# New here



## Guest (Jul 25, 2006)

Hi all.

I'm new here and trying to find an alternative to low fat dieting and cardio workouts. I would like a toned body, and to lose 10lb in the process.

Age: 34

Height 5'4"

weight 131 lbs

Goal is 121lbs.

I'm guessing I have a moderate amount of body fat at the moment, (not sure how to measure this) and I seem to have been dieting forever. but not getting very far in terms of definition. I've recently started doing weights and can see some definition, however how do I speed up the process? I'd like to be able to lose 2lb a week.

can anyone offer any advise?

Many thanks


----------



## nick500 (Dec 12, 2005)

First of all, welcome to the site.

Generally, it is argued that you need to consume healthy fats to be able to lose bodyfat. The concensus that as close to zero fat diet is an effective and optimal way to shed body fat is out dated and old fashioned. So in that respect, good news for you.

Secondly, cardio is not the only way to raise the heart rate in order to stimulate a fat burning state in the body. There are many many alternatives. Popular ones are taking up some kind of sport, like tennis squash or badminton (personally I play squash), cycling or even dancing. In terms of encorporating this into your weights workout, if you stick to major, compound movements like squats, deadlifts, bench and shoulder press, trying to use a good, heavy weight for ~ 8 - 12 reps (and some people argue doing even higher reps), then you will engage many muscle to work, and then also repair, which uses up a hell of a lot of calories.

I find at the end of a heavy weights session that i'm often far sweatier than I would be if i'd just been on the bike - so its possible to have a very effective fat burning session in the weights room.

For starters, can you post up your current exercise regime, your daily diet, and ideally some pictures of yourself, in order to give some really solid goal-specific advice to suit you individually.

Nick


----------



## Guest (Jul 25, 2006)

Thanks for your quick response.

My diet consists of around 1400 calories as day, with one 'cheat' day at the weekend. This normally gives me a 1lb a week loss. I'm worried that I've done irreparable damange to my metabolism and body shape because of my low fat diet, my hair went so dry I had to get it all chopped off ;o(

this is my average routine: (although eating at breakfast time has always been hard for me:

7am - glass of fruit juice

9am - 5-8 brazil nuts

12pm - chicken on wholewheat sandwhich / green salad / fruit salad

3pm - piece of fruit

5-6pm - GYM, 20-30 mins cardio, normally cross trainer and rowing machine, followed by weights machines, concentrating on arms, shoulders, legs.
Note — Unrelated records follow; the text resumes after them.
PR #102689, opened 2026-04-14
Fix columns_substreams.txt corruption during column rename in some cases

Avogar:
### Changelog category (leave one):
- Critical Bug Fix (crash, data loss, RBAC)

### Changelog entry (a [user-readable short description](https://github.com/ClickHouse/ClickHouse/blob/master/docs/changelog_entry_guidelines.md) of the changes that goes into CHANGELOG.md):
Fix columns_substreams.txt corruption during column rename in some cases. Closes https://github.com/ClickHouse/ClickHouse/issues/102259

### Documentation entry for user-facing changes

- [ ] Documentation is written (mandatory for new features)

### Version info
- Backported to: `26.4.1.1140`, `26.3.10.61`, `26.2.19.13`

Issue #102259, opened 2026-04-09
`getFileNameForRenamedColumnStream` uses `substr(0, N)` instead of `substr(N)`, corrupting `columns_substreams.txt` after `RENAME COLUMN`


clickgapai:
_Found via ClickGap automated review. Please close or comment if this is incorrect or needs adjustment._

_Retrospective finding from a historical scan of [PR #81091](https://github.com/ClickHouse/ClickHouse/pull/81091) (merged 2025-07-21). Confirmed on current codebase — close with a note if already fixed._

### Describe what's wrong

After `ALTER TABLE RENAME COLUMN` on a Wide part, the `columns_substreams.txt` metadata file contains garbled substream names. For example, renaming column `arr` to `brr` produces a single substream `brrarr` instead of the correct `brr.size0` and `brr`.

**Root cause:** ISerialization.cpp:446: `return escapeForFileName(name_to) + file_name.substr(0, name_from_escaped.size());` — `substr(0, N)` returns the first N chars (the old name prefix), but should be `substr(N)` to return everything AFTER the old name prefix (the substream suffix like `.size0`).

**Why we believe this is a bug:** `MutateTask.cpp:516` → `addRenamedColumnToColumnsSubstreams` → `ISerialization::getFileNameForRenamedColumnStream` (ISerialization.cpp:446). The function uses `file_name.substr(0, name_from_escaped.size())` which returns the OLD prefix (first N characters), not the SUFFIX after the prefix. Both lines 446 and 450 have this bug.

**Affected locations:**
- `src/DataTypes/Serializations/ISerialization.cpp:446` — getFileNameForRenamedColumnStream first branch: substr(0, N) instead of substr(N)
- `src/DataTypes/Serializations/ISerialization.cpp:450` — getFileNameForRenamedColumnStream nested branch: same substr(0, N) bug

**Impact:** After `RENAME COLUMN` mutation on a Wide part, the `columns_substreams.txt` metadata contains wrong substream names. The bug also loses substreams (e.g., 2 substreams both map to the same garbled name, and dedup reduces it to 1). Currently the corruption has no SQL-observable impact because non-dynamic types use `enumerateStreams` for size calculation and system table display, and dynamic types are rewritten during rename mutations. However, the corruption persists on disk and propagates through subsequent mutations.

### Does it reproduce on most recent release?

Yes — confirmed on current `master` (commit `584b6bdbf78e`).

### How to reproduce

_See root cause description and affected locations above._

[...]

PR #104037, opened 2026-05-04
Allowlist `02555_davengers_rename_chain` upgrade-check errors

alexey-milovidov:
### Description

PR #103917 narrowed the `wrong_metadata_wide` allowlist in `tests/docker_scripts/upgrade_runner.sh` to the specific corrupted-filename signature emitted by `02538_alter_rename_sequence` after the `getFileNameForRenamedColumnStream` `substr(0, N)` bug (issue #102259, fix in PR #102689). The same bug also surfaces on `02555_davengers_rename_chain`'s `wrong_metadata` table, but with a different column/stream pair (`b`/`ba1.bin` instead of `column1_renamed`/`column1_renamedcolumn1.bin`), so the narrow regex did not catch it and the upgrade check began failing on unrelated PRs.

This PR adds a matching narrow signature for the chained-rename variant and loosens the secondary `Detaching broken part` regex so it covers both the narrow and wide table variants. The other two substrings of the secondary regex (`Detaching broken part` + `backward incompatibility`) keep the allowlist scoped to the same symptom.

Verified against the failing log from PR #103874:
https://s3.amazonaws.com/clickhouse-test-reports/PRs/103874/49885046aba0893d06655439d554aeac6998469e/upgrade_check_amd_release/upgrade_error_messages.txt

All six lines from that log are filtered, while synthetic unrelated errors (other tables, generic detach notices, log lines that mention the table name in passing) pass through.

Source PR with the failing run: https://github.com/ClickHouse/ClickHouse/pull/103874

...

### Version info
- Merged into: `26.5.1.319`

### DIFF
--- a/tests/docker_scripts/upgrade_runner.sh
+++ b/tests/docker_scripts/upgrade_runner.sh
@@ -349,10 +349,15 @@ cp /var/log/clickhouse-server/clickhouse-server.upgrade.log /test_output/clickho
 #       `<renamed><original>.bin` instead of `<renamed>.bin`). The fix is in PR #102689; until it lands, the
 #       upgraded server detaches the renamed-column parts of `02538_alter_rename_sequence`'s `wrong_metadata_wide`
 #       table. Matched via the exact corrupted filename + column name, which is unique to that test and that bug.
-# `wrong_metadata_wide` + `Detaching broken part` + `backward incompatibility` is the follow-up cleanup line for
-#       the same issue: a "Detaching broken part" notice that does not contain the corrupted filename. Filtered
-#       via regex in the secondary pipe below to require all three substrings together, so unrelated broken-part
-#       detach messages are not masked.
+# `No stream (ba1.bin) file checksum for column b` is the same bug observed on
+#       `02555_davengers_rename_chain`'s `wrong_metadata` table. The test chains `a -> a1` and then
+#       `a1 -> b`, so the corrupted file name is `<new=b><old=a1>.bin = ba1.bin` for column `b`. The
+#       `<column><stream>` combination is unique to this chained-rename test.
+# `wrong_metadata` + `Detaching broken part` + `backward incompatibility` is the follow-up cleanup line for
+#       the same issue: a "Detaching broken part" notice that does not contain the corrupted filename.
+#       Filtered via regex in the secondary pipe below to require all three substrings together, so unrelated
+#       broken-part detach messages are not masked. The regex matches both `wrong_metadata` (from
+#       `02555_davengers_rename_chain`) and `wrong_metadata_wide` (from `02538_alter_rename_sequence`).
 echo "Check for Error messages in server log:"
 rg -Fav -e "Code: 236. DB::Exception: Cancelled merging parts" \
            -e "Code: 236. DB::Exception: Cancelled mutating parts" \
@@ -423,6 +428,7 @@ rg -Fav -e "Code: 236. DB::Exception: Cancelled merging parts" \
            -e "e.what() = failed to parse response body" \
            -e "Tuple element name 'null' is reserved" \
            -e "No stream (column1_renamedcolumn1.bin) file checksum for column column1_renamed" \
+           -e "No stream (ba1.bin) file checksum for column b" \
     /test_output/clickhouse-server.upgrade.log \
     | grep -av -e "_repl_01111_.*Mapping for table with UUID" \
     | grep -av -e "Azure::Storage::StorageException.*Not found address of host" \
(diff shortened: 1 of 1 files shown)


tests/docker_scripts/upgrade_runner.sh
```diff
@@ -349,10 +349,15 @@ cp /var/log/clickhouse-server/clickhouse-server.upgrade.log /test_output/clickho
 #       `<renamed><original>.bin` instead of `<renamed>.bin`). The fix is in PR #102689; until it lands, the
 #       upgraded server detaches the renamed-column parts of `02538_alter_rename_sequence`'s `wrong_metadata_wide`
 #       table. Matched via the exact corrupted filename + column name, which is unique to that test and that bug.
-# `wrong_metadata_wide` + `Detaching broken part` + `backward incompatibility` is the follow-up cleanup line for
-#       the same issue: a "Detaching broken part" notice that does not contain the corrupted filename. Filtered
-#       via regex in the secondary pipe below to require all three substrings together, so unrelated broken-part
-#       detach messages are not masked.
+# `No stream (ba1.bin) file checksum for column b` is the same bug observed on
```
alexey-milovidov, line 352: @groeneai, is this bug inherent to the old ClickHouse version (used in the upgrade check) or to master as well? If the latter, we should investigate and fix the bug.

alexey-milovidov: @clickgapai, same question ^

groeneai:
@alexey-milovidov — investigated. **The bug is OLD-VERSION-ONLY.** Master is correct; the allowlist in this PR is the right approach.

### Evidence

**1. PR #102689's fix is complete on master.** `src/DataTypes/Serializations/ISerialization.cpp` line 454 (regular column) and line 458 (Nested column) both now use `file_name.substr(name_from_escaped.size())` — the correct suffix. The buggy `substr(0, name_from_escaped.size())` (which took the prefix) is gone in both paths. Caller in `MutateTask.cpp:520` is the only consumer.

7pm - either chicken stir fry, or salmon and veg or baked beans (a whole tin - if i'm in a rush).

PLJ lemon juice in filtered water.

I'm currently in the office so am unable to post a piccy however if I sit with good posture, I can pinch an inch around my rib area.

Many thanks


----------



## nick500 (Dec 12, 2005)

OK theres a classic problem that you are facing here. You want to be 'toned', which essentially just means more muscly, with less fat.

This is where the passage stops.